There might be some folks thinking that memorization is all the same, but the trick is that memorizing movements without playing the game is all well and good if this is how one learns, but some folks are used to doing something in order to learn it, meaning they’re kinesthetic learners that might need other stimulation that can help them build up the kind of memory they need through touch, sigh, and sometimes sound. It could still be highly confusing to some folks since the unfortunate truth is that a lot of people don’t really focus on how they learn and what methods are most useful, they focus instead on the results and duplicating them as much as possible.
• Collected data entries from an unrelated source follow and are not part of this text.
Issue #414, opened 2022-04-20
[I/O] Add support for StructuredDataSet Input/Output type.


anrusina:
### Motivation

The Flyte Backend have added new type: *StructuredDataSet* which is currently used as a base one for all new workflows and task in flytesnacks. However UI has no support for it currently and displays such inputs/outputs as:
`df: This type is not yet supported.`

### Info 
Old types are using scalar ` Schema`:
 https://demo.nuclyde.io/console/projects/flytelab/domains/development/executions/f064faa047b702f78000?duration=all&fromExecutionNav=true
here is the task with the schema as an output
https://demo.nuclyde.io/console/projects/flytelab/domains/development/tasks/app.workflow.get_weather_data?duration=all

The new ones with scalar `StructuredDataSet` as input /output - it is very similar to  `Schema` scalar.
https://demo.nuclyde.io/console/projects/flytesnacks/domains/development/executions/fbcca9f3d1d7f44eba5a?duration=all&fromExecutionNav=true

Ping Yee or Nastya for more info

PR #430, opened 2022-04-26
fix: add support for StructuredDataSet

ursucarina:
New feature: Add support for StructuredDataSet 

Example: https://share.getcloudapp.com/z8uL9dQ4
Example: https://share.getcloudapp.com/qGu74YO1

## Type
 - [ ] Bug Fix
 - [x] Feature
 - [ ] Plugin

## Are all requirements met?

 - [ ] Code completed
 - [ ] Smoke tested
 - [ ] Unit tests added

## Complete description
Added support for StructuredDataSet 

## Tracking Issue
fixes https://github.com/flyteorg/flyteconsole/issues/414

### DIFF
--- a/packages/zapp/console/src/components/Literals/Scalar/StructuredDatasetValue.tsx
+++ b/packages/zapp/console/src/components/Literals/Scalar/StructuredDatasetValue.tsx
@@ -1,0 +1,114 @@
+import {
+  SimpleType,
+  StructuredDataset,
+  StructuredDatasetColumn,
+  StructuredDatasetColumnType,
+} from 'models/Common/types';
+import * as React from 'react';
+import { PrintList } from '../PrintList';
+import { PrintValue } from '../PrintValue';
+import { useLiteralStyles } from '../styles';
+import { ValueLabel } from '../ValueLabel';
+
+function simpleColumnTypeToString(type: SimpleType) {
+  switch (type) {
+    case SimpleType.NONE:
+      return 'none';
+    case SimpleType.INTEGER:
+      return 'integer';
+    case SimpleType.FLOAT:
+      return 'float';
+    case SimpleType.STRING:
+      return 'string';
+    case SimpleType.DATETIME:
+      return 'datetime';
+    case SimpleType.DURATION:
+      return 'duration';
+    case SimpleType.BINARY:
+      return 'binary';
+    case SimpleType.ERROR:
+      return 'error';
+    case SimpleType.STRUCT:
+      return 'struct';
+    default:
+      return 'unknown';
+  }
+}
+
+function columnTypeToString(literalType?: any, level = 0) {
+  if (level === 2) {
+    return literalType?.type;
+  }
+
+  switch (literalType?.type) {
+    case 'collectionType': {
+      return `collection of ${columnTypeToString(literalType.collectionType, ++level)}`;
+    }
+    case 'simple': {
+      return simpleColumnTypeToString(literalType.simple);
+    }
+    case 'schema':
+      return 'schema';
+    case 'mapValueType':
+      return 'mapValue';
+    case 'enumType':
+      return 'enum';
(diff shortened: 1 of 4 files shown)


packages/zapp/console/src/components/Literals/Scalar/StructuredDatasetValue.tsx
```diff
@@ -0,0 +1,114 @@
...
+  if (level === 2) {
+    return literalType?.type;
+  }
+
+  switch (literalType?.type) {
+    case 'collectionType': {
+      return `collection of ${columnTypeToString(literalType.collectionType, ++level)}`;
+    }
+    case 'simple': {
+      return simpleColumnTypeToString(literalType.simple);
```
ursucarina, line 48: @anrusina what do you think of this vs 
```suggestion
      return (simpleTypeToInputType[literalType.simple] as string).toLocaleLowerCase()
```

packages/zapp/console/src/components/Literals/Scalar/test/StructuredDatasetValue.test.tsx
```diff
@@ -0,0 +1,64 @@
...
+              literalType: {
+                type: 'collectionType',
+                collectionType: {
+                  simple: 2,
+                  type: 'simple',
+                } as any,
+              } as any,
+            },
+          ],
+          format: 'parquet',
```
anrusina, line 54: As we sync today `format: 'parquet'` info should also be added to the data

packages/zapp/console/src/components/Literals/Scalar/StructuredDatasetValue.tsx
```diff
@@ -0,0 +1,122 @@
...
+  StructuredDatasetColumn,
+  StructuredDatasetColumnType,
+} from 'models/Common/types';
+import * as React from 'react';
+import { PrintList } from '../PrintList';
+import { PrintValue } from '../PrintValue';
+import { useLiteralStyles } from '../styles';
+import { ValueLabel } from '../ValueLabel';
+
+function getSimpleTypeDisplayValue(type: SimpleType) {
```
anrusina, line 13: nit: Maybe we can implement it similar to 
```
export const taskTypeToNodeExecutionDisplayType: {..}
```
then usage would be `simpleTypeDisplayValue(type) ?? unknown;`

Totally your call, I just not a big fun of such switches.

anrusina: One more way to do it create a string file and use it from there (similar to   tableLabel_name: 'execution id',):
```
const str = {
  simpleType_: 'unknown',
  simpleType_0: 'none',
  simpleType_1: 'integer'
  ...
}
```
and than call the string as ` t(patternKey('simpleType', type))`
I don't think current implementation will resolve unsupported type to simpleType_ , so additional simpleType_unknown string could be added instead, with type ?? 'unknown' check in t() call...

p.S> Not sure this is a good choice for this function, but for one below - it could be a perfect chioce.

packages/zapp/console/src/components/Literals/Scalar/StructuredDatasetValue.tsx
anrusina: I like when it lowercased - it looks nice. From pattern perspective first one looks better (mainly because i'm not a big fan of `as` casting :)

anrusina (approved):
Let me know if you want to merge it as intermediate step.
Otherwise - it would be nice to add this new type to storybook when you'll switch to a new component

packages/zapp/console/src/components/Literals/Scalar/test/StructuredDatasetValue.test.tsx
ursucarina: this has been added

This is why real learning is hard to come by if the methods change since what works is usually what needs to be kept, but the fact that it needs to remain versatile is something that many people neglect as well. When finding which learning method works, one has to be able to apply it in a way that will prove to be successful repeatedly in different situations in order for it to be a success, and it would appear that Anya has done this as she described this experience being not unlike her time in dancing since having to learn the steps to a dance was not too different from learning how to play the game of chess and where each piece needed to go in order to make the series look authentic. Muscle memory is real after all, and when built up it can be kind of impressive to watch.